**Goal of the exercise**
Copy every line from the records that holds the word "reasons".
Information shown below:
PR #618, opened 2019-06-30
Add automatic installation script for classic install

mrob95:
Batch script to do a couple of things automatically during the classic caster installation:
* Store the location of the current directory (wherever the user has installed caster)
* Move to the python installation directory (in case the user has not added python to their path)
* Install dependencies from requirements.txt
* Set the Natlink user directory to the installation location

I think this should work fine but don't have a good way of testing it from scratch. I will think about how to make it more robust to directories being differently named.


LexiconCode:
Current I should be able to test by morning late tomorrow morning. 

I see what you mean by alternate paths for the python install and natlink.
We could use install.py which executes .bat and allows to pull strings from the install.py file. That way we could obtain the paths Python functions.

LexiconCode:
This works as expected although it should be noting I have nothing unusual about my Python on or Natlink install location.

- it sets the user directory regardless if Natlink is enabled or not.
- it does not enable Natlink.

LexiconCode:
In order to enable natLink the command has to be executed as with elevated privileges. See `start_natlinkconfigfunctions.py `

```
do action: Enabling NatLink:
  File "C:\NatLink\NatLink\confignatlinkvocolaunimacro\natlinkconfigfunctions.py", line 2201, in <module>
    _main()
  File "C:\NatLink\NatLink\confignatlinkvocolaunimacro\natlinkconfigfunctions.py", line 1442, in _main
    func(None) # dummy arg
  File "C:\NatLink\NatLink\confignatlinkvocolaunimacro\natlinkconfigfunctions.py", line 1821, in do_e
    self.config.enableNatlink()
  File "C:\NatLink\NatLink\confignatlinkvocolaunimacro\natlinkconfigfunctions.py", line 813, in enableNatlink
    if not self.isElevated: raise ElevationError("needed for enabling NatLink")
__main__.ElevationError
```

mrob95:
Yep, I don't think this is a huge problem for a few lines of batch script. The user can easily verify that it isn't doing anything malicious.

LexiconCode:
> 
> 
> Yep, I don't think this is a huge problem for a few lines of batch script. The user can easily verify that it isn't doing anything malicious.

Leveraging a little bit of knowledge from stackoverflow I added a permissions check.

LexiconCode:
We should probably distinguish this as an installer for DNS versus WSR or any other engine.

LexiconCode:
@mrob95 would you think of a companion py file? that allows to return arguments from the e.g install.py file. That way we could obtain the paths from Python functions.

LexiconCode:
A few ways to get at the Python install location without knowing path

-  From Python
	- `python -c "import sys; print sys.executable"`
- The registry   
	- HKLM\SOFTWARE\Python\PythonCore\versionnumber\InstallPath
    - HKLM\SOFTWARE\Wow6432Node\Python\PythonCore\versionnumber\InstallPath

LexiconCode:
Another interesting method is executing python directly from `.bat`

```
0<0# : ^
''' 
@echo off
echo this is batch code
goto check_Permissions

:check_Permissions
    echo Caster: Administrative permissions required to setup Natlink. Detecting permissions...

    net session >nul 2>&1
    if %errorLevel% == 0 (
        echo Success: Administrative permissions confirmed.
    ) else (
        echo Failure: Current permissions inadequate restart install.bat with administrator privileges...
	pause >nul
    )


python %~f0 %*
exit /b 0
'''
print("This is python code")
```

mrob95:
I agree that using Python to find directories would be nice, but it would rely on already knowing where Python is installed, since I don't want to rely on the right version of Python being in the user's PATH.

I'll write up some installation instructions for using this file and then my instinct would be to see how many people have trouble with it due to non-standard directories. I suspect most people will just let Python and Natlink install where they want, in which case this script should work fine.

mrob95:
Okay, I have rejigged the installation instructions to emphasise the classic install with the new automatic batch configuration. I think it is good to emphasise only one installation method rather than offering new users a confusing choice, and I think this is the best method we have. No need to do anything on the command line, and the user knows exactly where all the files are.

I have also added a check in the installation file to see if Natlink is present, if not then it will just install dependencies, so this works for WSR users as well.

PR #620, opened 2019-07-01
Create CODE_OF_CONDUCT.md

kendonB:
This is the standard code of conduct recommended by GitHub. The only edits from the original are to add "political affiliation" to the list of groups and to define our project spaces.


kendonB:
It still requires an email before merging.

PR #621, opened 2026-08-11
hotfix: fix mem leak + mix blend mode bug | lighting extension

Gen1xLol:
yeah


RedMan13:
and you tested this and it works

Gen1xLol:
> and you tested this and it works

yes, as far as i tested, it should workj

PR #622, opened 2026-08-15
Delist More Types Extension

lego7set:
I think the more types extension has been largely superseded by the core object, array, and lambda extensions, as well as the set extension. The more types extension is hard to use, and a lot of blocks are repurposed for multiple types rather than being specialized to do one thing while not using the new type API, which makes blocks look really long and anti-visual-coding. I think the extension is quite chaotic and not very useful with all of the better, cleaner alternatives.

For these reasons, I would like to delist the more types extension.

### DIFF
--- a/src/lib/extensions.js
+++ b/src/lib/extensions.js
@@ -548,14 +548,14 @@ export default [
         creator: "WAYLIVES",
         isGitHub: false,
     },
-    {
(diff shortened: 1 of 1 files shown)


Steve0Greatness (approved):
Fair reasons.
End of Information shown.
**Answer area**
For these reasons, I would like to delist the more types extension.
Fair reasons.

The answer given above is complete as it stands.